The type of added CNT affects the nanofluid in different ways: suspension in water is better for multi-walled CNTs than that for SWCNTs. Although pristine SWCNTs have higher thermal and electrical conductivity (6000 W/m·K), in nanofluids things may vary depending on other factors like type, concentration, suspension and bonding, and functionalization, as described above [29]. CNTs suspended in water interact with water molecules via weak interactions to keep the tubes suspended. These interactions depend on the type and structure of the CNT. The interactions are further improved by functionalizing the tube with other polar groups such as –COOH or –SO₃H. In functionalized CNTs, the functional groups may interact with water molecules through the relatively strong dipole–dipole interactions. H-bonding may also occur, as will be described [82].

The presence of CNTs disrupts the boundary layer surrounding the particles, allowing for better heat transfer within the fluid. For example, MWCNT has half the thermal conductivity (3000 W/m·K) of SWCNT (6000 W/m·K) [29], but in water, MWCNT suspensions may have better thermal conductivity than SWCNT suspensions. This can be explained by the fact that MWCNTs have better suspension, thus better conductive networks than SWCNTs, which usually have lower dispersion, thus agglomerate and sink after time. Aspect ratio is another factor that affects dispersibility; vide infra. Similarly, functionalized CNTs may have better effective thermal conductivity in water than non-functionalized CNTs. However, these issues are not unequivocal, as the literature shows otherwise. More future research is needed to come out with clear-cut observations on these issues.

The literature has revealed that the thermal conductivity of the CNT nanofluid is greatly influenced by the length of the CNTs and the number of walls, as shown in Figure 5. The concentration and type are also involved, as discussed in Section 4.2. The aspect ratio, where MWCNTs normally have higher values than SWCNTs, will be discussed in Section 4.3 as well. As a result, the researchers have carefully examined this criterion [83] and used various types of CNTs (SWCNTs, MWCNTs, and functionalized MWCNTs) with the same purity of 95%. The study confirmed that SWCNTs exhibited the highest thermal conductivity. However, the conductivity dropped due to low stability. On the other hand, MWCNTs, especially ones with higher aspect ratios, showed higher thermal conductivity, as described in Figure 5. This is consistent with other literature, as in Equations (3)–(7), where researchers considered the shape effect on thermal conductivity of the nanofluid.

4.2. CNT Concentration

Comparative studies between CNT aqueous nanofluids and pure water have consistently shown significant improvements in thermal conductivity when CNTs are present. The literature has shown that with increased CNT concentration in water, the fluid thermal conductivity increases. The concentration has been expressed in various forms in the literature, where some used the volume fraction. With higher CNT volume fraction, thermal conductivity increased. Reports [84,85,86,87,88] confirmed earlier proposed relations, such as those of Maxwell–Eucken and Hamilton–Crosser, and considered the concentration of particles. The quantification of the relationship between CNT concentration and thermal conductivity enhancement allows for the optimization of CNT concentration for specific applications. Chaichan et al. [89] showed that CNT nanofluid thermal conductivity increased with increased MWCNT concentration; see Figure 6a. The results are also in congruence with simulation results reported earlier [90]; see Figure 6b.

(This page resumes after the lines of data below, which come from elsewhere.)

PR #336, opened 2026-02-25
build: reinstate nested qs dependency

dcalhoun:
## What?

1. Reinstates the nested `qs@6.14.2` dependency entries in `package-lock.json` for `body-parser` and `express`.
2. Fixes iOS UI tests that fail because the editor list row was renamed from "Default Editor" to "Standalone Editor".

## Why?

1. The `qs` dependency is required by `@wordpress/wp-env` and its transitive dependencies. It was introduced in e6cec57 but was erroneously discarded during a rebase in d12b489. Its absence causes CI failures due to an outdated lock file.
2. The row rename happened in e6cec57f but the UI test helper (`EditorUITestHelpers.swift`) was not updated, causing all tests that use `navigateToEditor` to fail (e.g. `testInsertImageBlock`).

## How?

1. Adds back the two nested `node_modules/body-parser/node_modules/qs` and `node_modules/express/node_modules/qs` entries to `package-lock.json`.
2. Updates the UI test helper to look for "Standalone Editor" instead of "Default Editor".

## Testing Instructions

1. Run `npm ci` and verify it completes without errors.
3. Verify CI passes.

### DIFF
--- a/ios/Demo-iOS/GutenbergUITests/EditorUITestHelpers.swift
+++ b/ios/Demo-iOS/GutenbergUITests/EditorUITestHelpers.swift
@@ -11,10 +11,10 @@ enum EditorUITestHelpers {
     /// the editor has loaded.
     @discardableResult
     static func navigateToEditor(app: XCUIApplication) throws -> XCUIElement {
-        // Tap the "Default Editor" row in the list.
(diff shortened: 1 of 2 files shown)


adalpari (approved):
Good catch! LGTM!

Despite the differences among researchers, the CNT concentration affects the fluid thermal conductivity. This can be explained as follows. When CNTs are dispersed in water, they tend to agglomerate due to van der Waals forces. At low concentrations, these agglomerates are sparse and do not form continuous networks, resulting in limited thermal conductivity enhancement. With higher CNT concentration, the probability of agglomerates coming into contact and forming a percolating network increases, as described in Figure 3 above. This percolating network facilitates the heat transfer through the nanofluid, leading to significant enhancement in thermal conductivity. P. Estellé [9] also showed that the effective thermal conductivity increases by increasing the concentration of CNTs in water. The studies compared different models in the literatures and samples taken by the author at 20 °C.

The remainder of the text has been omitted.